Human-Guided Complexity-Controlled Abstractions
This addresses the issue of poor generalization in neural networks for rapid model finetuning, leveraging human insight, but it is incremental as it builds on existing abstraction and complexity control methods.
The paper tackles the problem of neural networks learning task-specific latent representations that fail to generalize, by training models to generate a spectrum of discrete representations with controlled complexity. The results show that tuning representation complexity to a task-appropriate level supports the highest finetuning performance with only a small number of labeled examples, and users can identify this level using visualizations.

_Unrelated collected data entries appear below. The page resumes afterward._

PR #556, opened 2021-07-23
Protect against unset spec

### LINKED ISSUE #555: v1.10.0 is breaking JupyterLab CI
The error arises from:

https://github.com/jupyter-server/jupyter_server/blob/b4b151710336aa3f18ee7dc54857c82b238cbf05/jupyter_server/utils.py#L391

From the documentation

> Find the spec for a module, optionally relative to the specified package name. If the module is in sys.modules, then sys.modules[name].__spec__ is returned (unless the spec would be None or **is not set, in which case ValueError is raised**).

If the application is defined in a Python file not belonging to a package, `__spec__` won't be set - this is the case of the broken JupyterLab CI test.

Xref: https://github.com/jupyterlab/jupyterlab/issues/10682

fcollonval:
Fixes #555

### DIFF
--- a/jupyter_server/tests/test_utils.py
+++ b/jupyter_server/tests/test_utils.py
@@ -1,4 +1,5 @@
 from pathlib import Path
+from unittest.mock import patch
 import sys
 
 import pytest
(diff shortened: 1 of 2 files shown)


blink1073 (approved):
Thank you!

blink1073:
Cutting a patch release now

Neural networks often learn task-specific latent representations that fail to generalize to novel settings or tasks. Conversely, humans learn discrete representations (i.e., concepts or words) at a variety of abstraction levels (e.g., "bird" vs. "sparrow") and deploy the appropriate abstraction based on task. Inspired by this, we train neural models to generate a spectrum of discrete representations, and control the complexity of the representations (roughly, how many bits are allocated for encoding inputs) by tuning the entropy of the distribution over representations. In finetuning experiments, using only a small number of labeled examples for a new task, we show that (1) tuning the representation to a task-appropriate complexity level supports the highest finetuning performance, and (2) in a human-participant study, users were able to identify the appropriate complexity level for a downstream task using visualizations of discrete representations. Our results indicate a promising direction for rapid model finetuning by leveraging human insight.